[Material for this task Boundary: Start]

Issue #295, opened 2022-04-29
Update extensibility pattern documentation


martriay:
To account for the changes made in https://github.com/OpenZeppelin/cairo-contracts/pull/240 as discussed in https://github.com/OpenZeppelin/cairo-contracts/discussions/267.

PR #302, opened 2022-05-05
Add get_implementation view to proxy contract

cptartur:
Currently proxy contracts are not required to provide a view for accessing implementation address, instead it must be either added to the implementation contract, or address has to be accessed by making `get_storage_at` call with appropriate key. 

This PR adds `get_implementation` view to Proxy contract, to make it consistent with how [Argent proxy contract](https://github.com/argentlabs/argent-contracts-starknet/blob/develop/contracts/Proxy.cairo#L80) works.

### DIFF
--- a/src/openzeppelin/upgrades/Proxy.cairo
+++ b/src/openzeppelin/upgrades/Proxy.cairo
@@ -7,7 +7,8 @@ from starkware.cairo.common.cairo_builtins import HashBuiltin
 from starkware.starknet.common.syscalls import delegate_l1_handler, delegate_call
 from openzeppelin.upgrades.library import (
     Proxy_implementation_address,
-    Proxy_set_implementation
+    Proxy_set_implementation,
+    Proxy_get_implementation,
 )
 
 #
@@ -76,4 +77,18 @@ func __l1_default__{
     )
 
     return ()
+end
+
+#
+# Views
+#
+
+@view
+func get_implementation{
+        syscall_ptr: felt*,
+        pedersen_ptr: HashBuiltin*,
+        range_check_ptr
+    }() -> (implementation: felt):
+    let (implementation) = Proxy_get_implementation()
+    return (implementation=implementation)
 end


martriay:
Although feature parity with Argent Wallet is not a goal, I do believe such a function could be useful in the Proxy library. 
Nevertheless, I wouldn't suggest to expose it as Argent does so I prefer to leave it as a private function e.g. for upgradeable contract developers to leverage. Therefore, I'd call it `_get_implementation` according with the [upcoming extensibility pattern v2](https://github.com/OpenZeppelin/cairo-contracts/issues/295).

src/openzeppelin/upgrades/Proxy.cairo
```diff
@@ -77,3 +78,17 @@ func __l1_default__{
 
     return ()
 end
+
+#
+# Views
+#
+
+@view
+func get_implementation{
```
martriay, line 87:
```suggestion
func _get_implementation{
```

martriay (approved):

cptartur:
Sure, it can be renamed as you suggested. 

> Also, please add test and documentation for the new feature :)

Right, I will add tests and docs soon 👍

cptartur:
I've added a test case to test `_get_implementation` method: proxiable_implementation has a similarly named metod but without the underscore so I think it should be fine not to create a separate mock for this test.

src/openzeppelin/upgrades/Proxy.cairo
```diff
@@ -7,7 +7,8 @@ from starkware.cairo.common.cairo_builtins import HashBuiltin
 from starkware.starknet.common.syscalls import delegate_l1_handler, delegate_call
 from openzeppelin.upgrades.library import (
     Proxy_implementation_address,
-    Proxy_set_implementation
+    Proxy_set_implementation,
+    Proxy_get_implementation,
```
martriay, line 11:
```suggestion
    Proxy_get_implementation
```

martriay (changes requested):
Sorry I think there has been a misunderstanding. This function should have been implemented in the library contract, not the Proxy, and prefixed with an underscore (`_get_implementation`). In the context of the test, the implementation should be the one exposing the method, and it doesn't need to be prefixed.

cptartur:
Before I make any changes I want to make sure I understand this correctly: library already has a `get_implementation` method so I'm not sure if I understand the purpose of also having a `_get_implementation` there. Could you explain this? 

Also if I understand correctly, do you want to get rid of the `get_implementation` view from the Proxy contract entirely? The problem with this solution is it is not possible to be able to know that a contract is a proxy just form checking it's ABI which is quite inconvenient for sdk developers, block explorers etc. 

Another way of approaching this would perhaps be having a `get_implementation` method on Proxy that delegates calls to the implementation contract explicitly which would have to implement this (think __default__ but with specified value for selector), that way it wouldn't be implementation depended. What do you think? 

Please excuse my lack of understanding, I've looked at extensibility pattern v2, but I have a limited experience with using OZ contract outside of sdk work.

PR #1276, opened 2024-12-30
Add `initializer_no_metadata` to erc721 component

### LINKED ISSUE #1260: Add a separate initializer to ERC721 (with no metadata)
**🧐 Motivation**
The existing ERC721Component initializer registers both IERC721_ID and IERC721_METADATA_ID, while the IERC721Metadata is described as optional in the EIP. Users could choose not to implement that interface, but if they call the given initializer, this will lead to an inconsistency that could break some UIs.

**📝 Details**
A second initializer can be added to be used in this case (not registering the IERC721_METADATA_ID). In-code comments and documentation must be detailed about the potential issue and when to use each initializer.

andrew-fleming:
Fixes #1260. Note that this PR is targeting the release branch `v0.20.0-rc.0`. Happy to change the target branch to `main` if that seems better/easier

*Wizard needs to be updated with this when released

#### PR Checklist

- [x] Tests
- [x] Documentation

### DIFF
--- a/CHANGELOG.md
+++ b/CHANGELOG.md
@@ -11,6 +11,7 @@ and this project adheres to [Semantic Versioning](https://semver.org/spec/v2.0.0
 
 ### Added
 
+- ERC721Component `initializer_no_metadata` (#)
 - SRC9 (Outside Execution) integration to account presets (#1201)
 - `SNIP12HashSpanImpl` to `openzeppelin_utils::cryptography::snip12` (#1180)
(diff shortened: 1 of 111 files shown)


ericnordelo:
Hey @andrew-fleming , the PR looks great! We should target release-v1.0.0 instead, since this is the branch that should contain fixes and things we want to include in the audited release. We should let the auditors know about updates on this branch.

[Material for this task Boundary: End]

Only certain lines are wanted. Please return exactly those from the top of the data through the line with "Currently proxy contracts".

Answer box:
Issue #295, opened 2022-04-29
Update extensibility pattern documentation


martriay:
To account for the changes made in https://github.com/OpenZeppelin/cairo-contracts/pull/240 as discussed in https://github.com/OpenZeppelin/cairo-contracts/discussions/267.

PR #302, opened 2022-05-05
Add get_implementation view to proxy contract

cptartur:
Currently proxy contracts are not required to provide a view for accessing implementation address, instead it must be either added to the implementation contract, or address has to be accessed by making `get_storage_at` call with appropriate key. 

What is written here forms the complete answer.